Data for this task Block Start

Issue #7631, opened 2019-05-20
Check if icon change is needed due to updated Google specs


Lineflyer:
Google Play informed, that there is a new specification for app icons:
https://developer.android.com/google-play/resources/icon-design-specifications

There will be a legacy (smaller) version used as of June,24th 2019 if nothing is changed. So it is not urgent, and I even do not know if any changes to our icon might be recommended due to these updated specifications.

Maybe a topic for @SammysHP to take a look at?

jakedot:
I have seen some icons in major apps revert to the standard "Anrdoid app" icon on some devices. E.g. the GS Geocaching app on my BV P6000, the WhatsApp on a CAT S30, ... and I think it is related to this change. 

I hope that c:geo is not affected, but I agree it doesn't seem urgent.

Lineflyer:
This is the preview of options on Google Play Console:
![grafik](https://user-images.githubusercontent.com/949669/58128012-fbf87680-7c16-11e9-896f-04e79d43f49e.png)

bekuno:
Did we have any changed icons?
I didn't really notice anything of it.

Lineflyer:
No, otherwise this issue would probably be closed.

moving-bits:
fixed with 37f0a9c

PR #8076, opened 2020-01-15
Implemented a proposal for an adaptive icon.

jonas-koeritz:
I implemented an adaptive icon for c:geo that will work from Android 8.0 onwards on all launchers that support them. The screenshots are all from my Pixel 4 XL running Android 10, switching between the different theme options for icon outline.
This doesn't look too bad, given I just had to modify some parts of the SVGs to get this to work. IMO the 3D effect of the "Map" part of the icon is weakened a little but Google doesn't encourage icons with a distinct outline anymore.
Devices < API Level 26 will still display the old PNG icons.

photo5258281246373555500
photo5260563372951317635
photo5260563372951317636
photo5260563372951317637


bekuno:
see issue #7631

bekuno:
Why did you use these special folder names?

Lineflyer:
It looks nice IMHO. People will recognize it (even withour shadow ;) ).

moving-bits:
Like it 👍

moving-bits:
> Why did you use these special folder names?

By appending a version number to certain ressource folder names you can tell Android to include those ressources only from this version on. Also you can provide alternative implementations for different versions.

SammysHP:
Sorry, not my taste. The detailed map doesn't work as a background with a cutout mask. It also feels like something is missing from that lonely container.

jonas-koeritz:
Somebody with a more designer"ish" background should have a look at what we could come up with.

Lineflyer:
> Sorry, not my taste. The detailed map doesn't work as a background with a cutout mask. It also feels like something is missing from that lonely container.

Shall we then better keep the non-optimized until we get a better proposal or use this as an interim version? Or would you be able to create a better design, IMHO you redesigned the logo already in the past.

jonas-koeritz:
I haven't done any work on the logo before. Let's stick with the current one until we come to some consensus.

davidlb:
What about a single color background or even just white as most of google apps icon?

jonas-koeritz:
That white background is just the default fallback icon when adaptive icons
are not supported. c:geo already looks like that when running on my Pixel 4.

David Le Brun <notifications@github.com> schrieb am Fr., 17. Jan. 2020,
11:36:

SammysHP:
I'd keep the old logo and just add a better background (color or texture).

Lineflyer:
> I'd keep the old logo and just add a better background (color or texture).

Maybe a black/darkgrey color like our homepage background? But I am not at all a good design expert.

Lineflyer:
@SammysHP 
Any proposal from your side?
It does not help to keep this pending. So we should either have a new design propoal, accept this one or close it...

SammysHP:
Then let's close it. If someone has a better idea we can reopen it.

Data for this task Block End
Data for this task Block Start

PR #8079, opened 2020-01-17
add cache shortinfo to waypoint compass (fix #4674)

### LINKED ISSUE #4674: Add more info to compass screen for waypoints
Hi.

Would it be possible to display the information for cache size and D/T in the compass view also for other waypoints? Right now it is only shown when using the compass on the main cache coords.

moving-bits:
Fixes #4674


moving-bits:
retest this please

Data for this task Block End

_Work required_.
What you return should be exactly the lines above, starting at the one with "Maybe a black/darkgrey" and ending at the one with "Then let's close", and nothing else.

_Exercise output_.
Maybe a black/darkgrey color like our homepage background? But I am not at all a good design expert.

Lineflyer:
@SammysHP 
Any proposal from your side?
It does not help to keep this pending. So we should either have a new design propoal, accept this one or close it...

SammysHP:
Then let's close it. If someone has a better idea we can reopen it.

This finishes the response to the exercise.